Aim of the task
Find the lines below holding the word "restore" and copy each of them.

========

PR #189, opened 2023-12-19
Add support for rollback and ostree admin set-default

donpenney:
Added use of "ostree admin set-default" feature, if enabled, to manage setting the desired next-boot deployment.

This feature also allows for the introduction of rollback support.

### DIFF
--- a/controllers/ibu_controller.go
+++ b/controllers/ibu_controller.go
@@ -19,6 +19,7 @@ package controllers
 import (
 	"context"
 	"fmt"
+	"strings"
 	"time"
 
 	"github.com/openshift-kni/lifecycle-agent/controllers/utils"
@@ -417,5 +418,5 @@ func (r *ImageBasedUpgradeReconciler) SetupWithManager(mgr ctrl.Manager) error {
 }
 
 func getDesiredStaterootName(ibu *lcav1alpha1.ImageBasedUpgrade) string {
-	return fmt.Sprintf("rhcos_%s", ibu.Spec.SeedImageRef.Version)
+	return fmt.Sprintf("rhcos_%s", strings.ReplaceAll(ibu.Spec.SeedImageRef.Version, "-", "_"))
 }
--- a/controllers/ibu_controller.go
+++ b/controllers/ibu_controller.go
@@ -241,6 +241,10 @@ func (r *ImageBasedUpgradeReconciler) handleAbortOrFinalize(ctx context.Context,
 
 func isRollbackAllowed(ibu *lcav1alpha1.ImageBasedUpgrade, isAfterPivot bool) bool {
 	if !isAfterPivot {
+		rollbackInProgressCondition := meta.FindStatusCondition(ibu.Status.Conditions, string(utils.ConditionTypes.RollbackInProgress))
+		if rollbackInProgressCondition != nil && rollbackInProgressCondition.Status == metav1.ConditionTrue {
+			return true
+		}
 		return false
 	}
 	upgradeInProgressCondition := meta.FindStatusCondition(ibu.Status.Conditions, string(utils.ConditionTypes.UpgradeInProgress))
--- a/controllers/rollback_handlers.go
+++ b/controllers/rollback_handlers.go
@@ -18,18 +18,90 @@ package controllers
 
 import (
 	"context"
+	"fmt"
+	"path/filepath"
+
+	"github.com/openshift-kni/lifecycle-agent/controllers/utils"
+	"github.com/openshift-kni/lifecycle-agent/internal/common"
+	"github.com/openshift-kni/lifecycle-agent/internal/ostreeclient"
+	lcautils "github.com/openshift-kni/lifecycle-agent/utils"
+	ctrl "sigs.k8s.io/controller-runtime"
 
 	lcav1alpha1 "github.com/openshift-kni/lifecycle-agent/api/v1alpha1"
-	"github.com/openshift-kni/lifecycle-agent/controllers/utils"
+	corev1 "k8s.io/api/core/v1"
 	metav1 "k8s.io/apimachinery/pkg/apis/meta/v1"
-	ctrl "sigs.k8s.io/controller-runtime"
 )
 
 //nolint:unparam
-func (r *ImageBasedUpgradeReconciler) handleRollback(ctx context.Context, ibu *lcav1alpha1.ImageBasedUpgrade) (ctrl.Result, error) {
+func (r *ImageBasedUpgradeReconciler) startRollback(ctx context.Context, ibu *lcav1alpha1.ImageBasedUpgrade) (ctrl.Result, error) {
+	utils.SetRollbackStatusInProgress(ibu, "Initiating rollback")
 
-	// TODO actual steps
-	// If completed, update conditions and return doNotRequeue
+	stateroot, err := r.RPMOstreeClient.GetUnbootedStaterootName()
+	if err != nil {
+		utils.SetRollbackStatusFailed(ibu, err.Error())
+		return requeueWithError(err)
+	}
+
+	if _, err := r.Executor.Execute("mount", "/sysroot", "-o", "remount,rw"); err != nil {
+		return requeueWithError(err)
+	}
+
+	stateRootRepo := common.PathOutsideChroot(ostreeclient.StaterootPath(stateroot))
+
+	// Save the CR for post-reboot restore, stripping Upgrade conditions and ResourceVersion from IBU CR before saving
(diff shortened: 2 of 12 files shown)


controllers/rollback_handlers.go
```diff
@@ -42,5 +114,24 @@ func (r *ImageBasedUpgradeReconciler) handleRollback(ctx context.Context, ibu *l
...
+	if err != nil {
+		//todo: abort handler? e.g delete desired stateroot
+		utils.SetRollbackStatusFailed(ibu, err.Error())
+		return doNotRequeue(), nil
+	}
+
+	if origStaterootBooted {
+		r.Log.Info("Pivot for rollback successful, starting post pivot steps")
+		return r.finishRollback(ctx, ibu)
+	} else {
```
hexfusion, line 133: nit: since the above if statement returns the else is not necessary

controllers/upgrade_handlers.go
```diff
@@ -157,6 +160,25 @@ func (r *ImageBasedUpgradeReconciler) prePivot(ctx context.Context, ibu *lcav1al
 	}
 	ibu.ResourceVersion = rv
 
+	// Save a copy of the IBU in the current stateroot in case of uncontrolled rollback
+	ibuCopy := ibu.DeepCopy()
+	ibuCopy.ResourceVersion = ""
```
hexfusion, line 165: Should we add a comment on why we reset the ResourceVersion here?

ibu-imager/ostreeclient/rpmostreeclient.go
```diff
@@ -98,6 +101,41 @@ type rpmOstreeVersionData struct {
...
+	for _, deployment := range deployments {
+		if deployment.OSName != bootedStateroot {
+			return deployment.OSName
+		}
+	}
+
+	return ""
+}
+
+func getDeploymentIndex(deployments []Deployment, osname string) int {
```
hexfusion, line 130:
```suggestion
func getDeploymentIndex(deployments []Deployment, osname string) (int, error) {
	for index, deployment := range deployments {
		if deployment.OSName == osname {
			return index, nil
		}
	}
	return 0, fmt.Errorf("failed to find deployment with osname %s", osname)
}
```

controllers/upgrade_handlers.go
tsorya: We are doing twice same operation, lets have function for it? Like writeIBUToFile ? in which we will copy it and write without resource version ?

controllers/rollback_handlers.go
```diff
@@ -18,18 +18,90 @@ package controllers
...
+	deploymentIndex, err := r.RPMOstreeClient.GetUnbootedDeploymentIndex()
+	if err != nil {
+		utils.SetRollbackStatusFailed(ibu, err.Error())
+		return requeueWithError(fmt.Errorf("failed to get unbooted deployment index: %w", err))
+	}
+
+	// Set the new default deployment
+	r.Log.Info("Checking for set-default feature")
+
+	if r.OstreeClient.IsOstreeAdminSetDefaultFeatureEnabled() {
```
tsorya, line 72: Logic seems very similar between both functions, can we somehow unite it?

ibu-imager/ostreeclient/rpmostreeclient.go
```diff
@@ -98,6 +101,41 @@ type rpmOstreeVersionData struct {
 	Root VersionData `yaml:"rpm-ostree"`
 }
 
+func getBootedStaterootName(deployments []Deployment) string {
+	for _, deployment := range deployments {
+		if deployment.Booted {
+			return deployment.OSName
+		}
+	}
+	return ""
```
tsorya, line 110: This is not error?

ibu-imager/ostreeclient/rpmostreeclient.go
```diff
@@ -98,6 +101,41 @@ type rpmOstreeVersionData struct {
...
+}
+
+func getUnbootedStaterootName(deployments []Deployment) string {
+	// Determine the booted stateroot
+	bootedStateroot := getBootedStaterootName(deployments)
+	if bootedStateroot == "" {
+		return ""
```
tsorya, line 117: Why not to return error here?

internal/ostreeclient/ostreeclient.go
```diff
@@ -46,3 +52,25 @@ func (c *Client) Undeploy(ostreeIndex int) error {
...
+		// Already set as default deployment
+		return nil
+	}
+
+	args := []string{"admin", "set-default", strconv.Itoa(index)}
+	_, err := c.executor.Execute("ostree", args...)
+	return err
+}
+
+func StaterootPath(stateroot string) string {
```
tsorya, line 74: use GetStaterootPath from utils please

controllers/rollback_handlers.go
donpenney: Do you mean the if/else clauses? These are very different paths. If set-default is available, the rollback handler will use it to set the new default deployment automatically. If it is not, it checks to see if the user has manually set it, and fails the rollback otherwise, with a message reminding the user to manually set it. And at some point, the "set-default not available" code path will be removed, once we define a minimum-required release.

controllers/rollback_handlers.go
```diff
@@ -18,18 +18,90 @@ package controllers
...
 
 //nolint:unparam
-func (r *ImageBasedUpgradeReconciler) handleRollback(ctx context.Context, ibu *lcav1alpha1.ImageBasedUpgrade) (ctrl.Result, error) {
+func (r *ImageBasedUpgradeReconciler) startRollback(ctx context.Context, ibu *lcav1alpha1.ImageBasedUpgrade) (ctrl.Result, error) {
+	utils.SetRollbackStatusInProgress(ibu, "Initiating rollback")
+
+	stateroot, err := r.RPMOstreeClient.GetUnbootedStaterootName()
+	if err != nil {
+		utils.SetRollbackStatusFailed(ibu, err.Error())
+		return requeueWithError(err)
```
Missxiaoguo, line 42: Looks like we want to fail the rollback in this case as you have set the rollback condition to fail, then we should return "doNotRqueue(), nil", otherwise it will keep retrying.
Same comment for other places have called "utils.SetRollbackStatusFailed(ibu, err.Error())"

controllers/rollback_handlers.go
```diff
@@ -18,18 +18,90 @@ package controllers
...
+		utils.SetUpgradeStatusFailed(ibu, err.Error())
+		return doNotRequeue(), nil
+	}
+
+	return doNotRequeue(), nil
+}
+
+//nolint:unparam
+func (r *ImageBasedUpgradeReconciler) finishRollback(ctx context.Context, ibu *lcav1alpha1.ImageBasedUpgrade) (ctrl.Result, error) {
 	utils.SetStatusCondition(&ibu.Status.Conditions,
```
Missxiaoguo, line 105: nit: You have SetRollbackStatusCompleted() defined, but looks like you are not using it.

controllers/upgrade_handlers.go
donpenney: Moving the ResourceVersion reset for IBU and SeedGen to the restore side, so it's in one spot, which simplifies the saving

main/main.go
```diff
@@ -223,6 +223,9 @@ func initIBU(ctx context.Context, c client.Client, log *logr.Logger) error {
 		return err
 	}
 
+	// Strip the ResourceVersion, otherwise the restore fails
+	ibu.SetResourceVersion("")
```
jc-rh, line 227: This is actually not needed. I forgot to clean it up from the saving function. It was needed when I had the restore in a script where the curl commands for post and patch use the same source file. With api calls, we get the right revision in the structure after the create succeeds.

donpenney: I'm pretty sure I hit the same issues with the seedgen CR. I'd rather leave it here, and we can remove it in a separate PR if it's truly not needed.

controllers/ibu_controller.go
```diff
@@ -241,6 +242,10 @@ func (r *ImageBasedUpgradeReconciler) handleAbortOrFinalize(ctx context.Context,
 
 func isRollbackAllowed(ibu *lcav1alpha1.ImageBasedUpgrade, isAfterPivot bool) bool {
 	if !isAfterPivot {
+		rollbackInProgressCondition := meta.FindStatusCondition(ibu.Status.Conditions, string(utils.ConditionTypes.RollbackInProgress))
+		if rollbackInProgressCondition != nil && rollbackInProgressCondition.Status == metav1.ConditionTrue {
+			return true
```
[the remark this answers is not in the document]
jc-rh: Feel free to leave the cleanup for later.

========

Exercise response
+	// Save the CR for post-reboot restore, stripping Upgrade conditions and ResourceVersion from IBU CR before saving
donpenney: Moving the ResourceVersion reset for IBU and SeedGen to the restore side, so it's in one spot, which simplifies the saving
+	// Strip the ResourceVersion, otherwise the restore fails
jc-rh, line 227: This is actually not needed. I forgot to clean it up from the saving function. It was needed when I had the restore in a script where the curl commands for post and patch use the same source file. With api calls, we get the right revision in the structure after the create succeeds.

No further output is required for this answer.